As a postscript, there was a nonfunctioning link to our 2009 ASCO Breast Symposium presentation relating to platinum therapy in triple-negative breast cancer in my original comment, as published. Here is the correct link, presenting our abstract and most important data: http://meetinglibrary.asco.org/content/40486-70 ■
—Larry Weisenthal, MD
Huntington Beach, California
1. Schrag D, Garewal HS, Burstein HJ, et al: American Society of Clinical Oncology Technology Assessment: Chemotherapy sensitivity and resistance assays. J Clin Oncol 22:3631-3638, 2004.
2. Burstein HJ, Mangu PB, Somerfield MR, et al: American Society of Clinical Oncology clinical practice guideline update on the use of chemotherapy sensitivity and resistance assays. J Clin Oncol 29:3328-3330, 2011.
3. Matutes E, Bosanquet AG, Wade R, et al: The use of individualized tumor response testing in treatment selection: Second randomization results from the LRF CLL4 trial and the predictive value of the test at trial entry. Leukemia 27:507-510, 2013.

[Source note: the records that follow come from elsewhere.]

Issue #179, opened 2015-01-07
Make it easy to do multiple measurements on a given benchmark


cdeil:
I've started to write benchmarks for Gammapy and decided that mostly high-level benchmarks running compute-heavy end-user analysis tasks are of interest and for each of those I'm interested in:
- CPU time
- Wall clock time
- Memory use

@mdboom Would it make sense to implement a mechanism that makes it easy to do several benchmarks (namely the three I mentioned) without having to write boilerplate code? Maybe via a decorator listing which measurements I want?

mdboom:
This is a good idea.  I'll self-assign if I find some free time to work on it, otherwise all patches welcome!

erwanp:
I have a similar need : a single benchmark for the [spectroscopy RADIS code](https://github.com/radis/radis-benchmark) can take up to 250s ; and computing it twice for PeakMemory and CPU-wall-time takes a lot of time. 

Would it be possible and still accurate to measure both the PeakMemory and the CPU-wall-time on a single run ?

PR #182, opened 2015-01-08
Allow support for multiple benchmark configurations

mdboom:
Possible fix for #179.

@cdeil: Does this address your original need?

### DIFF
--- a/docs/source/writing_benchmarks.rst
+++ b/docs/source/writing_benchmarks.rst
@@ -317,7 +317,7 @@ Or, you can put all of the benchmarks in a suite::
       ]
 
       def multi_range(self):
-          range(100000)
+          return range(100000)
 
       def multi_for_loop(self):
           x = 0
--- a/docs/source/writing_benchmarks.rst
+++ b/docs/source/writing_benchmarks.rst
@@ -276,7 +276,7 @@ and memory usage::
   import asvtools
 
   def multi_range():
-      range(100000)
+      return range(100000)
   multi_range.types = [
       ('process_time', 'time'),
       ('wall_time', 'time', {'timer': asvtools.wall_time}),
@@ -295,11 +295,14 @@ you can assign the types to a variable and reuse that::
   ]
 
   def multi_range():
-      range(100000)
+      return range(100000)
   multi_range.types = my_types
 
-  def multi_xrange():
-      xrange(100000)
+  def multi_for_loop():
+      x = 0
+      for i in range(100000):
+          x *= i
+      return x
   multi_xrange.types = my_types
 
 Or, you can put all of the benchmarks in a suite::
@@ -316,5 +319,8 @@ Or, you can put all of the benchmarks in a suite::
       def multi_range(self):
           range(100000)
 
-      def multi_xrange(self):
-          xrange(100000)
+      def multi_for_loop(self):
+          x = 0
+          for i in range(100000):
+              x *= i
+          return x
--- a/docs/source/writing_benchmarks.rst
+++ b/docs/source/writing_benchmarks.rst
@@ -185,7 +185,9 @@ possible, with as much extraneous setup moved to a ``setup`` function::
   ``time.process_time`` (or a backported version of it for versions of
   Python prior to 3.3), but other useful values are
   `timeit.default_timer` to use the default ``timeit`` behavior on
-  your version of Python.
+  your version of Python.  The ``asvtools`` module, which you can
+  import from your benchmark suite, contains the aliases
+  ``process_time`` and ``wall_time`` which can also be used here.
 
   On Windows, `time.clock` has microsecond granularity, but
   `time.time`'s granularity is 1/60th of a second. On Unix,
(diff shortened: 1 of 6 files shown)


cdeil:
Travis-ci fails: https://travis-ci.org/spacetelescope/asv/jobs/46343860#L162

docs/source/writing_benchmarks.rst
```diff
@@ -244,3 +246,69 @@ garbage collector at a given state::
...
   for display in the web interface.
+
+Multiple
+````````
+
+There is also a special benchmark type for benchmarks that you want to
+test in multiple ways, for example to test both for memory usage and
+run time.  "Multiple" benchmarks use the prefix ``multi`` and have a
+required attribute ``types``, which is a list of benchmark types to
+run.
```
cdeil: `type` is a Python keyword, so maybe rename the `types` attribute to something else like `multi` or `measurements`?
(not sure ... if you like `types` better it's totally fine)

cdeil:
I tried adding the `multi_range` example from the docs to `gammapy-benchmarks` and got this error:
https://gist.github.com/cdeil/12a986b620892b773cc3

mdboom:
> I tried adding the multi_range example from the docs to gammapy-benchmarks and got this error:
https://gist.github.com/cdeil/12a986b620892b773cc3

Did you import `asvtools`?  I should add that to the docs.

cdeil:
Indeed ... I had forgotten to put this line:
```python
import asvtools
```
My editor shows this as an error while I'm writing the benchmarks ... I guess there a way to make `from asv import asvtools` work in the virtualenvs (that's where this is located when installing asv)?

cdeil:
On Mac I see this report a memory usage of 0 in both Python 2 and 3 !?
```python
def multi_range():
    range(100000)
multi_range.types = [
    ('process_time', 'time'),
    ('wall_time', 'time', {'timer': asvtools.wall_time}),
    ('memory', 'mem')
]
```

mdboom:
`asvtools` is the only part of `asv` that's available to the benchmarked environment, so I thought it best not to "fake import" it under the `asv` package (since then it might confuse people into thinking they could get other things in `asv` there.  If you have a better thing to suggest, let me know, but I think `from asv import asvtools` is not a good idea.

> On Mac I see this report a memory usage of 0 in both Python 2 and 3 !?

Yes -- the object should be returned.  I'll add that to the example.

cdeil:
If you think `import asvtools` is better, fine with me.

> the object should be returned

Is there a way to measure peak memory usage?
Otherwise to measure the memory usage for this example doesn't make sense, no?
(I haven't started doing memory measurements with asv ... sorry for my ignorance on how what it measures)

mdboom:
The memory benchmarking tool is designed to measure the size of an object (returned from the benchmark function/method).  There currently isn't a way to measure peak memory usage, but it would be a handy thing to add.  

It's a little tricky to do reproducibly with a Python program, however.  The typical unix way is to look at `ru_maxrss` (the maximum resident set size).  However, Python will often not return memory to the OS unless under memory pressure to do so.  So it's quite possible on a machine with lots of RAM to have a high `ru_maxrss`, even though the actual live objects at any given time is much lower.  And one would expect to get a much lower number on a machine with less RAM.  So some research needs to be done to find a good method.  Note, however, that the Python `memory_profiler` module on PyPI ignores this and many still find it useful.  It probably matters less for code dominated by large Numpy arrays than dominated by lots of little Python objects.

cdeil:
This now works for me.

I think it would be nice to put examples where there's a non-zero memory measurement and where wall and CPU time are obviously different, so that users trying this out for the first time see the difference.

Side comment: do you understand why Python 3 is slower that Python 2 for such a simple list iterator example? Is this real or an artifact of how the measurements are done?

cdeil:
Would `return locals()` be a useful way to roughly get the "memory usage in that function" in many cases?

Or would this be useful?
https://github.com/ianozsvald/ipython_memory_usage

(I'll start looking at how memory measurements work tomorrow and do some tests with asv ...

mdboom:
> I think it would be nice to put examples where there's a non-zero memory measurement 

In the fixed version of the examples, it returns the value, so indeed it has a non-zero memory measurement

> wall and CPU time are obviously different

Yes, that probably makes sense.  Maybe be calling `sleep` or something...

> do you understand why Python 3 is slower that Python 2 for such a simple list iterator example?

I suspect it has to do with using long integers for everything.  Integer arithmetic in Python 3 is generally much slower than Python 2.

> Would return locals() be a useful way to roughly get the "memory usage in that function" in many cases?

It might, but I'm not sure I understand the use case.  Generally, you would want to track the memory usage of some class in your library and ignore all else -- at least that's the use I had in mind when I wrote the memory benchmarker.

cdeil:
I'm more interested in system-benchmarks than micro-benchmarks.

I.e. I'd like to run a science analysis example and it would take a few seconds or a minute ... in this case I'd like asv to tell me that this analysis takes 14 seconds and uses a max of 400 MB RAM:
image

cdeil:
PS: this plot was made with psrecord which uses this to measure memory: https://github.com/astrofrog/psrecord/blob/620b7c1683fe1608b90e1a1b618bcc7cba2c5db7/psrecord/main.py#L177

mdboom:
Now that I understand things better (that we were talking about different kinds of memory usage measurements all along), I think this is probably not the right approach for what @cdeil wants to do.  He doesn't really need the full generality of different kinds of benchmarks that `asv` has.  The data he wants could probably better be obtained from a single benchmarking run, and could be handled with a simpler extension to the `time` benchmark type.  I'll have to go back to the drawing board on this one, but this PR is probably not the solution, particularly because it adds some user-facing complexity which is not all that great.

cdeil:
Right ... I would like to run the benchmarks every few months before making a release or after re-writing some internals in C or Cython to see if the analyses end users care about get faster or slower over time, so I'm still interested in the capability of asv to run and compare different machines, Python versions and commits.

4. Elledge RM, Green S, Pugh R, et al: Estrogen receptor (ER) and progesterone receptor (PgR), by ligand-binding assay compared with ER, PgR and pS2, by immuno-histochemistry in predicting response to tamoxifen in metastatic breast cancer: A Southwest Oncology Group Study. Int J Cancer 89:111-117, 2000.
5. Weisenthal L: Activity of cisplatin in triple-negative breast cancer in comparison to other cancer types in fresh tumor cell culture assay using a cell death endpoint. 2009 Breast Cancer Symposium. Abstract 61. Presented October 8-10, 2009.
Disclaimer: This letter represents the views of the author and may not necessarily reflect the views of ASCO.